### Your instructions
Each line holding the word "back" must appear in the answer, copied from the entries.

━━━━━ Task material ━━━━━

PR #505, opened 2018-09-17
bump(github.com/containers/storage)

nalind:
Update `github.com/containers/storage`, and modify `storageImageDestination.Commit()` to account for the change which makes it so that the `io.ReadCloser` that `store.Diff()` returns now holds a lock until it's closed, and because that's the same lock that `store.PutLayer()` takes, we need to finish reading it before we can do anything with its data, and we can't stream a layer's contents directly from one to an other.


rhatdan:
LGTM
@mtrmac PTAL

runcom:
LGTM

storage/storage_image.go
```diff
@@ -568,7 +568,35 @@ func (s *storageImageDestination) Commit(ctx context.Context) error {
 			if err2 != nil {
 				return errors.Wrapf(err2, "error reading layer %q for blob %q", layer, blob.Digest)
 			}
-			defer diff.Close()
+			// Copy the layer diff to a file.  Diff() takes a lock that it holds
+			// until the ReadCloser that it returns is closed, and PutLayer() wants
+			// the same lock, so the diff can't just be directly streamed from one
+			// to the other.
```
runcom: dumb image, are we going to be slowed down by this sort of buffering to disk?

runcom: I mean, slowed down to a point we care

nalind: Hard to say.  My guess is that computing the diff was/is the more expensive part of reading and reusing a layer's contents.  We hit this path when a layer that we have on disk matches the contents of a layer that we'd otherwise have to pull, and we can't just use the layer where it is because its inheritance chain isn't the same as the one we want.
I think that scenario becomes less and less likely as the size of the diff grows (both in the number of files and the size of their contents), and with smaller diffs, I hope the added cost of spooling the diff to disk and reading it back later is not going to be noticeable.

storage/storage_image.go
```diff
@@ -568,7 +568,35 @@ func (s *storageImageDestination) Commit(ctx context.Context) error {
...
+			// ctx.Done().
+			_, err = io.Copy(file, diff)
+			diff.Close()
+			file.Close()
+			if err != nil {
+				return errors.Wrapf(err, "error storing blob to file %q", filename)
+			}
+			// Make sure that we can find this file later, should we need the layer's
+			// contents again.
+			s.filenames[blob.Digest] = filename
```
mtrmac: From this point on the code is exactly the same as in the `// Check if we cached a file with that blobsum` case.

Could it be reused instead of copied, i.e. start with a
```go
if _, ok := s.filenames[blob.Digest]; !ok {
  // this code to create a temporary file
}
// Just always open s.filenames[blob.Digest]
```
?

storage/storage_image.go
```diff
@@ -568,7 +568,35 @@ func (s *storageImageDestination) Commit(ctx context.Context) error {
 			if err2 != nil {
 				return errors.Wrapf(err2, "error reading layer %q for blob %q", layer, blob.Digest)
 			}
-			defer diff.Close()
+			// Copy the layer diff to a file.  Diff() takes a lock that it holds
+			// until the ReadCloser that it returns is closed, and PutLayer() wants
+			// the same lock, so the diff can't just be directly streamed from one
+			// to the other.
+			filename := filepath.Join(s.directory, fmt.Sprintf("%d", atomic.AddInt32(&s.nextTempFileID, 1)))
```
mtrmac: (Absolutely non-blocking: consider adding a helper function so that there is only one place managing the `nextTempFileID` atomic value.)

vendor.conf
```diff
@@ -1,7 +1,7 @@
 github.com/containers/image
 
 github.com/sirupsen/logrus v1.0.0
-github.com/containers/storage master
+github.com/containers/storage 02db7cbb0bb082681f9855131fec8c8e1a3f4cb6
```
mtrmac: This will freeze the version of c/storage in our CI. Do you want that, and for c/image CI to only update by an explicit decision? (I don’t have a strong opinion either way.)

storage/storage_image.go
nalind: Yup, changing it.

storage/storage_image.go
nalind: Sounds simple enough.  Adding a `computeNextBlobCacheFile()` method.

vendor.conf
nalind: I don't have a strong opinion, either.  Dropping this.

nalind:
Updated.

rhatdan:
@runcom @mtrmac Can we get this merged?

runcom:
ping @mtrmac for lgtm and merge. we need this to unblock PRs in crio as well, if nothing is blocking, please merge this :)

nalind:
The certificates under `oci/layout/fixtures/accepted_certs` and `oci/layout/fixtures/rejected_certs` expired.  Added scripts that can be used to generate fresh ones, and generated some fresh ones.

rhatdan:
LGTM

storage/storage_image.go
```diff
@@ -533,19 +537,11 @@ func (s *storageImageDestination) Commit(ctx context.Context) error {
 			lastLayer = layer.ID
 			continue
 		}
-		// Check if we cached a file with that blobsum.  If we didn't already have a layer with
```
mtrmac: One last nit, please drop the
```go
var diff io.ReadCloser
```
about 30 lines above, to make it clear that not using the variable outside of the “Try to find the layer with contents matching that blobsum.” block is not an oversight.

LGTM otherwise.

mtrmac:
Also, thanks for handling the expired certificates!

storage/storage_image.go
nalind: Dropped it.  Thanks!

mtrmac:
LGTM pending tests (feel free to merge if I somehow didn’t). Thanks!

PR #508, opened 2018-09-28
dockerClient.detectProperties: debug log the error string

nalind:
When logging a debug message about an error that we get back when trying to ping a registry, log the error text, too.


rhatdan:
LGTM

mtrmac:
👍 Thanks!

━━━━━
━━━━━ Task material ━━━━━

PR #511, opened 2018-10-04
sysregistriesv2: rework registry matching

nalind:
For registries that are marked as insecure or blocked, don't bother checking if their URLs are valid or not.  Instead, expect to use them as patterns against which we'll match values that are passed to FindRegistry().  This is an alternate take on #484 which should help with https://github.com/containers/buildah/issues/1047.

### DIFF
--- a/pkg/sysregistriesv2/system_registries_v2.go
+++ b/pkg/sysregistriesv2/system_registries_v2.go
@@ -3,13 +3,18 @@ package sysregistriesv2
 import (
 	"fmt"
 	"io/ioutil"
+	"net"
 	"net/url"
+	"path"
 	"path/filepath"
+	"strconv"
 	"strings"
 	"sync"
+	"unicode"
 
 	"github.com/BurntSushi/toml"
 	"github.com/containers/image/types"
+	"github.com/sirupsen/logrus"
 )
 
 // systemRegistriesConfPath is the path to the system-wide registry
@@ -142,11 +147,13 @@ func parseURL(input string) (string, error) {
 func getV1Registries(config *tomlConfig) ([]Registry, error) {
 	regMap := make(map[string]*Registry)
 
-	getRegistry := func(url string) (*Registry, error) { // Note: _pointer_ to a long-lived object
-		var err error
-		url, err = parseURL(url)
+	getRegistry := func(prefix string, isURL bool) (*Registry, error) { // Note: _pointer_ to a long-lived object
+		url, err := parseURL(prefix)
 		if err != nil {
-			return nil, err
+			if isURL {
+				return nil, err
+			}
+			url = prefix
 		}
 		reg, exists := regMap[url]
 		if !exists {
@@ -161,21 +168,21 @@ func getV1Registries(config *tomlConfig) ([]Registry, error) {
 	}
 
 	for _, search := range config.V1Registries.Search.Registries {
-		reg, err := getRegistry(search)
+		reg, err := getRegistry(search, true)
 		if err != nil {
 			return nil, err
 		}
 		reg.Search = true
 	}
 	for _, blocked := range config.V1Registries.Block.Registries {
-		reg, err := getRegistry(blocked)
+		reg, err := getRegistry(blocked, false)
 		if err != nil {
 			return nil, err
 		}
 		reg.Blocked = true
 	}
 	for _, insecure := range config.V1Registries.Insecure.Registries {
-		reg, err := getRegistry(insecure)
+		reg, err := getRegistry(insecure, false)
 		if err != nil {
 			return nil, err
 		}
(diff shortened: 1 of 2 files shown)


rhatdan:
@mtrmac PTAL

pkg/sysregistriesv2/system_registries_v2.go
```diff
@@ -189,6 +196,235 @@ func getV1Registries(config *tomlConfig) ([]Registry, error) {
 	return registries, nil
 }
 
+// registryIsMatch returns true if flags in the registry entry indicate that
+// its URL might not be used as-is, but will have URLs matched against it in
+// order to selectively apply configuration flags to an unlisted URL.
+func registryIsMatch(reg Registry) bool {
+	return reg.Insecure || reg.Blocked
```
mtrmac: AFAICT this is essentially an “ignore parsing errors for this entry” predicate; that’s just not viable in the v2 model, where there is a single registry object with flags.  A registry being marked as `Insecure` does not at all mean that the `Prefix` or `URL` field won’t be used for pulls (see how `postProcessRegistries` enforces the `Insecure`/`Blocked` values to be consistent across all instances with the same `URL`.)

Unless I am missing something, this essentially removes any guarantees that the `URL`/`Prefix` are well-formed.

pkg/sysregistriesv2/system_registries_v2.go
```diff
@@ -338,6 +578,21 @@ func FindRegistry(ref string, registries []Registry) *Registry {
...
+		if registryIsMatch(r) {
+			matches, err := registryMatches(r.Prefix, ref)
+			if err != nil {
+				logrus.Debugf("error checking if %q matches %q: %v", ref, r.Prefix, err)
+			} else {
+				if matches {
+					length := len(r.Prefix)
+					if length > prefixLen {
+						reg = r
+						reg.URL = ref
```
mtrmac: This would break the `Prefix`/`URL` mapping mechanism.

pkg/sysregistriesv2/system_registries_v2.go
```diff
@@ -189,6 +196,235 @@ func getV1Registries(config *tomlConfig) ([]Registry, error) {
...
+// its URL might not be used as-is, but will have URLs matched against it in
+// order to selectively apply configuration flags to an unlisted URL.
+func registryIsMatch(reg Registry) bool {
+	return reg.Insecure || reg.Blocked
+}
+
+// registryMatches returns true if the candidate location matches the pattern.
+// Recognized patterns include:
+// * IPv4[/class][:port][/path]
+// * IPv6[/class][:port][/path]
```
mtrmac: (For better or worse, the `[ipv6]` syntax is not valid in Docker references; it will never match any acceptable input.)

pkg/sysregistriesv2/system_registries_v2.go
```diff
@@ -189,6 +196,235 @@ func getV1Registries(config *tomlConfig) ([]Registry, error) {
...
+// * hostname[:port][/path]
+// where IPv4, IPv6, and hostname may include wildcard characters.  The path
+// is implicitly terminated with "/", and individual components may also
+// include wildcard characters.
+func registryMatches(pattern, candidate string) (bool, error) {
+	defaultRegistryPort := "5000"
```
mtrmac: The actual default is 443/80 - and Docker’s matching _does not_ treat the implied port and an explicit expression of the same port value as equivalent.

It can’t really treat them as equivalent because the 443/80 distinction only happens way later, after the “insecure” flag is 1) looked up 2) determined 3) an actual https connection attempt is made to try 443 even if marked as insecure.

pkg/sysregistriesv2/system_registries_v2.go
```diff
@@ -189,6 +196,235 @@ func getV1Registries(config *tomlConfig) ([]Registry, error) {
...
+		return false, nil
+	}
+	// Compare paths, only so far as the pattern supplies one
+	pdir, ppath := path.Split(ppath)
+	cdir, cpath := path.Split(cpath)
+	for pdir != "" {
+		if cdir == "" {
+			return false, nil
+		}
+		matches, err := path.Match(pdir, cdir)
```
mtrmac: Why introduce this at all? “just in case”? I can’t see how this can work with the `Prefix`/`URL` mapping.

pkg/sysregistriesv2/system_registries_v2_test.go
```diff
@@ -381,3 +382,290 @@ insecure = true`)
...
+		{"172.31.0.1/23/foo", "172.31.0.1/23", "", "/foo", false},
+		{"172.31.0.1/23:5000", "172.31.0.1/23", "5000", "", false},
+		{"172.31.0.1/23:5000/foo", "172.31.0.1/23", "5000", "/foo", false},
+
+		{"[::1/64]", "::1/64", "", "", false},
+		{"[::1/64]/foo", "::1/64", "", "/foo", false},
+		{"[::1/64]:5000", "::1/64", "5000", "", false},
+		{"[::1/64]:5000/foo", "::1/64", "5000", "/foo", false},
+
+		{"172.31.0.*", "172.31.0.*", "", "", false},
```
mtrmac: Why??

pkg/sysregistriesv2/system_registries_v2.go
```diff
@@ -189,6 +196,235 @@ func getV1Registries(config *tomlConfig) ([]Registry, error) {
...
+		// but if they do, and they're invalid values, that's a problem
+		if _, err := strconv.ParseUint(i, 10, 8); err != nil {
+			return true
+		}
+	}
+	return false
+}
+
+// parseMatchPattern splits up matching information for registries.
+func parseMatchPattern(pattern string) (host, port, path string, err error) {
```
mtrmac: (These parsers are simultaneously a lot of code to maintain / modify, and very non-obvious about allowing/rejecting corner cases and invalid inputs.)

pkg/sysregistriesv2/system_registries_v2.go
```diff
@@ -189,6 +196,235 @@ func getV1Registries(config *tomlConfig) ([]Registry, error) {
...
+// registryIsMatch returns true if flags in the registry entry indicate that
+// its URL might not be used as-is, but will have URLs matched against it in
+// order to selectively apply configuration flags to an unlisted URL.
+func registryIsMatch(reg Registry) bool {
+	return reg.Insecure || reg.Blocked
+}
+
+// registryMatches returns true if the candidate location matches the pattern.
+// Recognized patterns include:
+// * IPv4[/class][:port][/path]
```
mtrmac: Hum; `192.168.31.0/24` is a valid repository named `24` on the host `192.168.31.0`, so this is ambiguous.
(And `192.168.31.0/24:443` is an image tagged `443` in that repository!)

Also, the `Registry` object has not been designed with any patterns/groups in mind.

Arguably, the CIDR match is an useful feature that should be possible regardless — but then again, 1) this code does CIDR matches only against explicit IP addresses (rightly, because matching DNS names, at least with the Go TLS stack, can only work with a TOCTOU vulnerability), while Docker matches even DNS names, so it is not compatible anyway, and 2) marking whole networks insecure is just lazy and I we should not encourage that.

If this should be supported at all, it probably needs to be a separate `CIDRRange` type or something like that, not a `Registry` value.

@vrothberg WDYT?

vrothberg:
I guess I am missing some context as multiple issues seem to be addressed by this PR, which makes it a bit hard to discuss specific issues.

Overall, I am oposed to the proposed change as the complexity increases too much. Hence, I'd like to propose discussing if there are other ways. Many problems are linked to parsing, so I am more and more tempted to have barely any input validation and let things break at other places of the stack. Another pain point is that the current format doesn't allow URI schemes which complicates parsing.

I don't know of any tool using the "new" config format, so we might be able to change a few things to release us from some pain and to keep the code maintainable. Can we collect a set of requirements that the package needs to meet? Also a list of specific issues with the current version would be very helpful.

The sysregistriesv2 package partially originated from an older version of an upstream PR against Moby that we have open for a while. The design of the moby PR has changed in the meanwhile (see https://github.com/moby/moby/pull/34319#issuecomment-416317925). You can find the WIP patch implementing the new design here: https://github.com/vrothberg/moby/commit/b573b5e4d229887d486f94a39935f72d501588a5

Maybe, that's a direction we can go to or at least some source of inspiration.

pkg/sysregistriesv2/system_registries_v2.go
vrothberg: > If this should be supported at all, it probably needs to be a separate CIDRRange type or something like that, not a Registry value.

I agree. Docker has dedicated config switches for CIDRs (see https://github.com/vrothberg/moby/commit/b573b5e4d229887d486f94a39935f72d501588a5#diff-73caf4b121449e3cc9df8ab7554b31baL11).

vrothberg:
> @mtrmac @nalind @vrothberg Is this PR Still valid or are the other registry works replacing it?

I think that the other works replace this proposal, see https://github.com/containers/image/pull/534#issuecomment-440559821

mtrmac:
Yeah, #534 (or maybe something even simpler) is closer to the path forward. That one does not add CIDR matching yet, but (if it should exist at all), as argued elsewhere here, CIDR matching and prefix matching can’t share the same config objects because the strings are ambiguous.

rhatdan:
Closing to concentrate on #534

━━━━━

### Task response
I think that scenario becomes less and less likely as the size of the diff grows (both in the number of files and the size of their contents), and with smaller diffs, I hope the added cost of spooling the diff to disk and reading it back later is not going to be noticeable.
When logging a debug message about an error that we get back when trying to ping a registry, log the error text, too.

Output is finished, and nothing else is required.